🤖 AI Summary
This work addresses the challenge of performing Bayesian inference with complex black-box generative models that lack tractable likelihoods and gradients. To this end, the authors propose a gradient-free ensemble-based transformed Langevin dynamics method. Their approach uniquely integrates an affine-invariant ensemble covariance structure with Maximum Mean Discrepancy (MMD) to construct a generalized Bayesian inference framework, enabling efficient posterior approximation without requiring simulator derivatives. Experimental results demonstrate that the method achieves comparable or superior accuracy to existing gradient-dependent approaches in high-dimensional and potentially misspecified settings—such as chaotic dynamical systems and scenarios with contaminated data—while substantially reducing computational cost.
📝 Abstract
Bayesian inference in complex generative models is often obstructed by the absence of tractable likelihoods and the infeasibility of computing gradients of high-dimensional simulators. Existing likelihood-free methods for generalized Bayesian inference typically rely on gradient-based optimization or reparameterization, which can be computationally expensive and often inapplicable to black-box simulators.
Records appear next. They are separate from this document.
PR #772, opened 2017-01-20
update category for Ghost Ash & Spring Flowers Rulings

Hello23-Ygopro:
https://github.com/Fluorohydride/ygopro-scripts/pull/771

_Void Imagination_ also sends cards from the Main Deck to the Graveyard : 

> If your opponent controls a monster that was Special Summoned from the Extra Deck, and you do not, you can also use up to 6 monsters in your Deck as Fusion Materials.

### DIFF
--- a/c31444249.lua
+++ b/c31444249.lua
@@ -24,7 +24,7 @@ function c31444249.initial_effect(c)
 	c:RegisterEffect(e3)
 	--spsummon
 	local e4=Effect.CreateEffect(c)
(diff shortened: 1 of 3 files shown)


Hello23-Ygopro:
@salix5 These are kinda high priority : 
http://www.db.yugioh-card.com/yugiohdb/faq_search.action?ope=5&fid=20544&request_locale=ja
http://www.db.yugioh-card.com/yugiohdb/faq_search.action?ope=5&fid=11500&request_locale=ja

To overcome these limitations, we introduce a gradient-free ensemble transform Langevin dynamics method for generalized Bayesian inference using the maximum mean discrepancy. By relying on ensemble-based covariance structures rather than simulator derivatives, the proposed method enables robust posterior approximation without requiring access to gradients of the forward model, making it applicable to a broader class of likelihood-free models. The method is affine invariant, computationally efficient, and robust to model misspecification. Through numerical experiments on well-specified chaotic dynamical systems, and misspecified generative models with contaminated data, we demonstrate that the proposed method achieves comparable or improved accuracy relative to existing gradient-based methods, while substantially reducing computational cost.